··· Given records
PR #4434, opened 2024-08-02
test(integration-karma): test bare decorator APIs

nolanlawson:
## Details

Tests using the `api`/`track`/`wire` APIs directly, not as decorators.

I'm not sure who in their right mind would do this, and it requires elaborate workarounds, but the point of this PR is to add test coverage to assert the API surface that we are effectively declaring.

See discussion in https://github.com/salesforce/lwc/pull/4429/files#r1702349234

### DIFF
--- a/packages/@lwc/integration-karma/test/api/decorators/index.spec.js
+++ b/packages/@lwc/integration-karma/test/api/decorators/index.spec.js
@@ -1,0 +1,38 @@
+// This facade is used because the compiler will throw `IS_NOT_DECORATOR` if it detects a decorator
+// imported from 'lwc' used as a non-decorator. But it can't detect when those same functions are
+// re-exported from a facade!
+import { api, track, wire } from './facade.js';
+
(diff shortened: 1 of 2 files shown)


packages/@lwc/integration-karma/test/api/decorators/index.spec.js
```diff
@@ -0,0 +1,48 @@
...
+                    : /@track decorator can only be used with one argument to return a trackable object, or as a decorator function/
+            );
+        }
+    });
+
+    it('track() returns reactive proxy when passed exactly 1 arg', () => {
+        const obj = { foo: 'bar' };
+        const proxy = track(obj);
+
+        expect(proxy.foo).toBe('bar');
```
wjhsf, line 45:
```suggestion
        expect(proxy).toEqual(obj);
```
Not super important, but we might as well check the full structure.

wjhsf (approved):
······
··· Given records
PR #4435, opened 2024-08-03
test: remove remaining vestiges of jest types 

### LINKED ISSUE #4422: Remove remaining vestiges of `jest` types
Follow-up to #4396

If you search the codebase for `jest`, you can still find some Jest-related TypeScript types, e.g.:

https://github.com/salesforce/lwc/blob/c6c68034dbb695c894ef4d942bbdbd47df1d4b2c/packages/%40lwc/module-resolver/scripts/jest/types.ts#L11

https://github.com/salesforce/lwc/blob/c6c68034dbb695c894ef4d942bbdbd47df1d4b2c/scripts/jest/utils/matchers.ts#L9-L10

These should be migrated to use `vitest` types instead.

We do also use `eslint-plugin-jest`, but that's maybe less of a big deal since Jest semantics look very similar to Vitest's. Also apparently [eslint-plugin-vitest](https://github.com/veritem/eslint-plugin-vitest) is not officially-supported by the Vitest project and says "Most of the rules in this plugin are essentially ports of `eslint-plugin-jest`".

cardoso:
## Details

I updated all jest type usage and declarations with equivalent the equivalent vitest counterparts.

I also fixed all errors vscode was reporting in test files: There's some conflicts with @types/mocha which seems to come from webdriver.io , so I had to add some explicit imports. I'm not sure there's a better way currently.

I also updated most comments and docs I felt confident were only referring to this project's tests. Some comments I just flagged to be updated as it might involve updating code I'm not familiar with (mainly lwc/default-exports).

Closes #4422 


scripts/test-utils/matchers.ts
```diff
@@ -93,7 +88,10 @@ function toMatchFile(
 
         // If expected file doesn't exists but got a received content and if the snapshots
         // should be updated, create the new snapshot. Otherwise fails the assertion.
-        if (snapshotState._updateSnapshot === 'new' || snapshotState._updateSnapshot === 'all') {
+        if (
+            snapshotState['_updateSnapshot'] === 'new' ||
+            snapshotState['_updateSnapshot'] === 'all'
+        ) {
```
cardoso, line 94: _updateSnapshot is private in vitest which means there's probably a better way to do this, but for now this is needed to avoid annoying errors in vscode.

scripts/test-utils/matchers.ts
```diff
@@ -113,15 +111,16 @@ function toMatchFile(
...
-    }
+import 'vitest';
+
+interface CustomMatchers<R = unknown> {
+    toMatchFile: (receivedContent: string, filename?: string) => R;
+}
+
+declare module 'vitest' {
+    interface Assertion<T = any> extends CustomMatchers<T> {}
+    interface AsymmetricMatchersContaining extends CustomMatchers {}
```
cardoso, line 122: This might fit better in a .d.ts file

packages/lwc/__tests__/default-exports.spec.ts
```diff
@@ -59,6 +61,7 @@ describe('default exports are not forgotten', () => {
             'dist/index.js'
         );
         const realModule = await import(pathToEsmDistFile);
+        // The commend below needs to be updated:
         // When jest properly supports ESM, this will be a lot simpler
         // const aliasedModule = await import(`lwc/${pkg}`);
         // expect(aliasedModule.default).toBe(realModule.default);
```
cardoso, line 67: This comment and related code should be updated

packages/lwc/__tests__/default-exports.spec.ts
······
··· Given records
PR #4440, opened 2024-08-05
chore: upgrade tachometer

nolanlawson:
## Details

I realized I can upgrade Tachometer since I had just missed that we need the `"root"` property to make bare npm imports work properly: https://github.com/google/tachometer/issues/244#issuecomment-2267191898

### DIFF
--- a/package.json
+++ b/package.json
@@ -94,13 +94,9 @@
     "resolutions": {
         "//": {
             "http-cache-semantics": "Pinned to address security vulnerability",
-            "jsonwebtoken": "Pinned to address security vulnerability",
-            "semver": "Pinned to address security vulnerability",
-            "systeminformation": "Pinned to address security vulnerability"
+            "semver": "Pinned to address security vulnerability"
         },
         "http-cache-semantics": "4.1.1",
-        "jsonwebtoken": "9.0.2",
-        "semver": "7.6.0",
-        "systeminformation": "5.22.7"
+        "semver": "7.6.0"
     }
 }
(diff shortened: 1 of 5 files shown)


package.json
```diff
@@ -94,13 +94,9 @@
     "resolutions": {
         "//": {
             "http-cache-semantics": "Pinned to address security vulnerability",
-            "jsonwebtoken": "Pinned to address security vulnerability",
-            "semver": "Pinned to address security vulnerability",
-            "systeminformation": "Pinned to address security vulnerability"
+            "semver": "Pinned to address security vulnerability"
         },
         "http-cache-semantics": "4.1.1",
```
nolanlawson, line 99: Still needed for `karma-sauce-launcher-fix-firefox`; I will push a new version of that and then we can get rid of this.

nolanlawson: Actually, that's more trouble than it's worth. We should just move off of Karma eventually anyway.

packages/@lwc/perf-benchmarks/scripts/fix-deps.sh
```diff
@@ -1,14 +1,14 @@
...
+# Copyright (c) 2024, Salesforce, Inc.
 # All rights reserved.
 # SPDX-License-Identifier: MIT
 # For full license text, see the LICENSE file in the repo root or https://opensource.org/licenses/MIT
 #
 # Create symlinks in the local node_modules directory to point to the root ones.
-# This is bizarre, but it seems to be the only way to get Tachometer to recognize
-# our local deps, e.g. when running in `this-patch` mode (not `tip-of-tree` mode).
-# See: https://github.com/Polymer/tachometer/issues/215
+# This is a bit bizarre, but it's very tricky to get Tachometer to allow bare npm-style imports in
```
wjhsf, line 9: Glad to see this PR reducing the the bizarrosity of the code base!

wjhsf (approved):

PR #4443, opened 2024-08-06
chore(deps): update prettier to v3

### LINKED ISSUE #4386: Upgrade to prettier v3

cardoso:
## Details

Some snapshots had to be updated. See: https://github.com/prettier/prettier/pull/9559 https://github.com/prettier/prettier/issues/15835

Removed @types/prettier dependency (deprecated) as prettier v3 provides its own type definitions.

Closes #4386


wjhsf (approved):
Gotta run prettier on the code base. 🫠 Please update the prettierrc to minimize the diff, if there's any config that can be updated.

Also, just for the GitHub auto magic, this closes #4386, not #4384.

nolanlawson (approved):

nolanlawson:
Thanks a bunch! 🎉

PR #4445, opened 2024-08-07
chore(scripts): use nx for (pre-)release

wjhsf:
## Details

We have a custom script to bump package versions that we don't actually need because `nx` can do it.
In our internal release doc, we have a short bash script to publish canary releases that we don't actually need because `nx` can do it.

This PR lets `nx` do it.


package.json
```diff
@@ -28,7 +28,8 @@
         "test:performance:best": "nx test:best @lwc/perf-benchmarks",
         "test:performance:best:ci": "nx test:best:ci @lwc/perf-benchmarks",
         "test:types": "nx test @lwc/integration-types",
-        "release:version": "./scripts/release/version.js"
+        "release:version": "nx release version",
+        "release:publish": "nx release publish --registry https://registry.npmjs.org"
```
······
- [What the task asks]:
Going through the entries above, count each line that has the word "interface" and report only the count.

- [Solved problem]:
3